Typical hydrogenation catalysts can be either bulk or supported and
can comprise the following metals: nickel, platinum, palladium,
rhenium, rhodium, nickel tungstate, nickel molybdenum, molybdenum,
cobalt molybdenum. The supports can be of silica, alumina or
silica-alumina or zeolites. A preferred catalyst is a nickel-based
catalyst on an alumina support, the specific surface area of which
varies between 100 and 200 m.sup.2/g of catalyst, or a nickel-based
bulk catalyst.
Typical hydrogenation conditions are as follows: Pressure: 20 to
200 bar, preferably 60 to 180 bar and more preferentially 100 to
160 bar Temperature: 80 to 300.degree. C., preferably 120 to
250.degree. C. and more preferentially 160 to 200.degree. C. Liquid
hourly space velocity (LHSV): 0.2 to 5 h-1, preferably 0.5 to 3 and
more preferably 0.8 to 2 treatment rate: 50 to 300 Nm.sup.3/tonne
of feedstock, preferably 80 to 250 and more preferably 100 to
200.
Advantageously, hydrogenation is utilized under the conditions
mentioned above until dearomatized hydrocarbon-containing fluids
with a very low content of aromatics, preferably less than 300 ppm,
preferentially less than 100 ppm and more preferentially less than
50 ppm, are obtained. Advantageously, hydrogenation is utilized
under the conditions mentioned above until a conversion rate of the
aromatic compounds comprised between 95 and 100%, preferably
between 98 and 99.99%, is obtained.
Under these conditions, the content of aromatics of the final
product will remain very low, typically less than 300 ppm, even if
its boiling point is high, typically greater than 300.degree. C. or
even greater than 320.degree. C., and its sulphur content will also
be very low, typically less than 5 ppm. It is possible to use a
reactor which comprises two or three catalytic beds or more. The
catalysts can be present in variable or substantially equal
quantities in each reactor, e.g. for three reactors according to
weight quantities can be 0.05-0.5/0.10-0.70/0.25-0.85, preferably
0.07-0.25/0.15-0.35/0.4-0.78 and more preferentially
0.10-0.20/0.20-0.32/0.48-0.70.
Diluting the feedstock with the light and inert diluent according
to the process of the invention makes it possible to limit the
deactivation of the catalytic beds of the reactors of the
hydrogenation section, and thus prolong the service life of the
catalysts with respect to dilution with the hydrogenated effluent
of a conventional process. It is presumed that this is due to the
absence of aromatic compounds in the light and inert diluent.
Advantageously, the process according to the invention makes it
possible to obtain a conversion rate of the aromatic compounds
comprised between 95 and 100%, preferably between 98 and 99.99%.

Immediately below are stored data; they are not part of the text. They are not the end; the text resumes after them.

Issue #3550, opened 2020-08-31
Add ECDSA P-384 signature verification


eoger:
Blocks https://github.com/mozilla/application-services/issues/3475

┆Issue is synchronized with this [Jira Task](https://jira.mozilla.com/browse/SYNC-1729)
┆Story Points: 8
┆Epic: Nimbus Fenix Client SDK
┆Sprint: SYNC - end 2020-09-25

PR #3557, opened 2020-09-08
ECDSA P384-SHA384 signature verification

eoger:
Fixes https://github.com/mozilla/application-services/issues/3550

### DIFF
--- a/components/support/rc_crypto/src/agreement.rs
+++ b/components/support/rc_crypto/src/agreement.rs
@@ -124,6 +124,29 @@ impl PublicKey {
     }
 }
 
+/// An unparsed public key for key agreement.
+pub struct UnparsedPublicKey<'a> {
+    alg: &'static Algorithm,
+    bytes: &'a [u8],
+}
+
+impl<'a> UnparsedPublicKey<'a> {
+    pub fn new(algorithm: &'static Algorithm, bytes: &'a [u8]) -> Self {
+        Self {
+            alg: algorithm,
+            bytes,
+        }
+    }
+
+    pub fn algorithm(&self) -> &'static Algorithm {
+        self.alg
+    }
+
+    pub fn bytes(&self) -> &'a [u8] {
+        &self.bytes
+    }
+}
+
 /// A private key for key agreement.
 pub struct PrivateKey<U: Lifetime> {
     wrapped: ec::PrivateKey,
@@ -148,17 +171,8 @@ impl<U: Lifetime> PrivateKey<U> {
     /// Ephemeral agreement.
     /// This consumes `self`, ensuring that the private key can
     /// only be used for a single agreement operation.
-    pub fn agree(
-        self,
-        peer_public_key_alg: &Algorithm,
-        peer_public_key: &[u8],
-    ) -> Result<InputKeyMaterial> {
-        agree_(
-            &self.wrapped,
-            self.alg,
-            peer_public_key_alg,
-            peer_public_key,
-        )
+    pub fn agree(self, peer_public_key: &UnparsedPublicKey<'_>) -> Result<InputKeyMaterial> {
+        agree_(&self.wrapped, self.alg, peer_public_key)
     }
 }
 
@@ -168,15 +182,9 @@ impl PrivateKey<Static> {
     /// be used for a multiple agreement operations.
     pub fn agree_static(
         &self,
-        peer_public_key_alg: &Algorithm,
-        peer_public_key: &[u8],
+        peer_public_key: &UnparsedPublicKey<'_>,
     ) -> Result<InputKeyMaterial> {
-        agree_(
-            &self.wrapped,
-            self.alg,
-            peer_public_key_alg,
-            peer_public_key,
-        )
+        agree_(&self.wrapped, self.alg, peer_public_key)
     }
 
     pub fn import(ec_key: &EcKey) -> Result<Self> {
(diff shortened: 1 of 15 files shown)


components/support/rc_crypto/src/signature.rs
```diff
@@ -0,0 +1,89 @@
+/* This Source Code Form is subject to the terms of the Mozilla Public
+ * License, v. 2.0. If a copy of the MPL was not distributed with this
+ * file, You can obtain one at http://mozilla.org/MPL/2.0/. */
+
+// This file contains code that was copied from the ring crate which is under
+// the ISC license, reproduced below:
```
rfk, line 6: Is this still true for this new file?

rfk (commented):
FWIW, I don't really "get" the need for `UnparsedPublicKey` here, could you please say a bit about why it's necessary? (either as a comment in the code, or here in the issue).

components/support/rc_crypto/src/signature.rs
```diff
@@ -0,0 +1,89 @@
...
+        .unwrap();
+        let signature = base64::decode_config(
+            "XLZmtJweW4qx0u0l6EpfmB5z-S-CNj4mrl9d7U0MuftdNPhmlNacV4AKR-i4uNn0TUIycU7GsfIjIqxuiL9WdAnfq_KH_SJ95mduqXgWNKlyt8JgMLd4h-jKOllh4erh",
+            base64::URL_SAFE_NO_PAD,
+        )
+        .unwrap();
+        let public_key =
+            crate::signature::UnparsedPublicKey::new(&ECDSA_P384_SHA384, &pub_key_bytes);
+        public_key.verify(&message, &signature).unwrap();
+    }
```
rfk, line 88: Let's also add some tests for *failing* verifications of various kinds; I would hate for us to be e.g. accidentally returning a numeric error code as a boolean `true` and accidentally allowing things through that shouldn't be.

rfk (changes requested):

rfk:
Let's also make sure we get this looked over by an appropriate subject-matter expert; I've reached out to Thyla to see what her preferred process would be, but we can fall back to "ping specific people and ask them to take a look".

components/support/rc_crypto/src/signature.rs
eoger: Yes the API is very similar.

eoger:
> FWIW, I don't really "get" the need for `UnparsedPublicKey` here, could you please say a bit about why it's necessary? (either as a comment in the code, or here in the issue).

I think it's worth doing for the `signature` module at least, I like how it separates the Public Key from the `verify` operation, but I'm definitely open to suggestions!

rfk:
> I like how it separates the Public Key from the verify operation,

Yeah, I think the structure that it provides to the code is valuable, and I wonder if it's just the name that's throwing me off. I read "unparsed public key" and expect you to eventually parse it into a public key that you then use, but then it's also got this extra algorithm info attached to it which isn't used for parsing it.

This is partly a suggestion, and partly to test my own understanding - what if we invented two new similar-but-not-identical names for the two uses here:

* `KeyAgreementParams` for all the parameters (algorithm and public key) that you need in order to do a key agreement.
* `VerificationParams` for all the parameters (algorithm and public key) that you need in order to verify a signature.

Does that map to what you're looking to achieve here?

rfk:
> I've reached out to Thyla to see what her preferred process would be,

Just looping back to this, Thyla has asked @jcjones and @rmartinho to help us out with reviews here.

components/support/rc_crypto/src/agreement.rs
```diff
@@ -124,6 +124,29 @@ impl PublicKey {
...
 
+/// An unparsed public key for key agreement.
+pub struct UnparsedPublicKey<'a> {
+    alg: &'static Algorithm,
+    bytes: &'a [u8],
+}
+
+impl<'a> UnparsedPublicKey<'a> {
+    pub fn new(algorithm: &'static Algorithm, bytes: &'a [u8]) -> Self {
+        Self {
```
jcjones, line 135: It would be a good idea to assert that the length of `bytes` matches the expected length for the `algorithm`; since so many places are coercing a byte array to the key-type, it'd be good to know if we accidentally typo something in the future.

jcjones (commented):
I don't see any implementation issues. I agree that we need some explicitly failing tests -- obviously the underlying signature algorithm is well tested, but we should catch the cases where we might be misconfigured at this level where reasonable. Try the success case but with junk appended to the to-be-verified text, manipulating the hash algorithm, stuff like that. I'd still like @rmartinho to look, and he might have some suggestions for what tests to add. Consider me r+ w/ more tests.

jcjones:
> > FWIW, I don't really "get" the need for `UnparsedPublicKey` here, could you please say a bit about why it's necessary? (either as a comment in the code, or here in the issue).
> 
> I think it's worth doing for the `signature` module at least, I like how it separates the Public Key from the `verify` operation, but I'm definitely open to suggestions!

I think it's a good idea, and it's good that it explicitly calls out that no validation was attempted on the key at that point. The embedded data could be not-a-key, could be the identity point -- and it makes it clear when it's being processed, which is nice.

rmartinho (commented):
This looks alright, but yes, it should have tests for failed verification. The surface here is small, other than the failure scenarios that JC suggested, I would also check the "regular" failure case with one bit flipped in the message or something.

components/support/rc_crypto/src/agreement.rs
eoger: Yup we do that in https://github.com/mozilla/application-services/blob/b46b35d1c45088875cddd904c489aa4d4c0d65b5/components/support/rc_crypto/nss/src/ec.rs#L353-L365.

eoger:
Thanks to both of you for taking the time to look at this!

rmartinho (approved):

rfk (approved):
👍 thanks all!

PR #5098, opened 2022-08-20
Update dependences: fs-err's branch is now named 'main'

mhammond:
dependency checks are failing on current main.


tarikeshaq (approved):
🚀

The process according to the present invention advantageously makes
it possible to limit the deactivation of the catalytic beds to less
than 0.05 ppm of monoaromatics/hour, preferably to less than 0.01
ppm of monoaromatics/hour.
Recycling:
At the outlet of the hydrogenation section, the inert and light
diluent is separated from the hydrogenated product by distillation,
preferably atmospheric or gentle vacuum distillation, and is then
recycled to the inlet of the first reactor in series, thus making
it possible to reuse the diluent by mixing with the feedstock to be
treated. It may be necessary to insert quenches in the recycling
system or between the reactors in order to cool the effluents
between the reactors or catalytic beds so as to control the
temperatures of each reactor.
In an embodiment, at least part of the inert and light diluent
and/or the separated gases are recycled in the system for feeding
the hydrogenation stages. This dilution helps to maintain the
exothermicity of the reaction within controlled limits, in
particular in the first stage. Recycling also allows heat to be
exchanged before the reaction and also better control of the
temperature.
The effluent from the hydrogenation unit mainly contains the
hydrogenated product and hydrogen. Flash separators are used to
separate effluents into a gaseous phase, mainly residual hydrogen,
and a liquid phase, mainly hydrogenated hydrocarbons. The process
can be carried out using three flash separators, one at high
pressure, one at intermediate pressure and one at low pressure,
very close to atmospheric pressure.
The gaseous hydrogen that is collected at the top of the flash
separators can be recycled into the system for feeding the
hydrogenation unit or at different levels in the hydrogenation
units between the reactors. A flash separator enables separation
with a liquid/vapour equilibrium stage. It is advantageously used
in the present invention because it enables separation of a mixture
of compounds having boiling points that are very far apart. A
single stage enables good separation.
Distillation and Fractionation:
According to an embodiment, the final product is separated at
atmospheric pressure. It then feeds the vacuum fractionation unit
directly. Preferably, fractionation will take place at a pressure
comprised between 10 and 50 mbar and more preferentially at
approximately 30 mbar.
Fractionation can be carried out in such a way that it is
simultaneously possible for various hydrocarbon-containing fluids
to be removed from the fractionation column and for their boiling
point to be predetermined. A distillation column establishes the
separation of mixtures with several liquid/vapour equilibrium
stages with at least 3 stages. For a given mixture, the closer the
boiling points of the compounds, the higher the number of
separation stages.
The hydrogenation reactors, the separators and the fractionation
unit can therefore be connected directly, without the need to use
intermediate tanks. This integration of hydrogenation and
fractionation enables an optimized thermal integration associated
with a reduced number of devices and with energy savings.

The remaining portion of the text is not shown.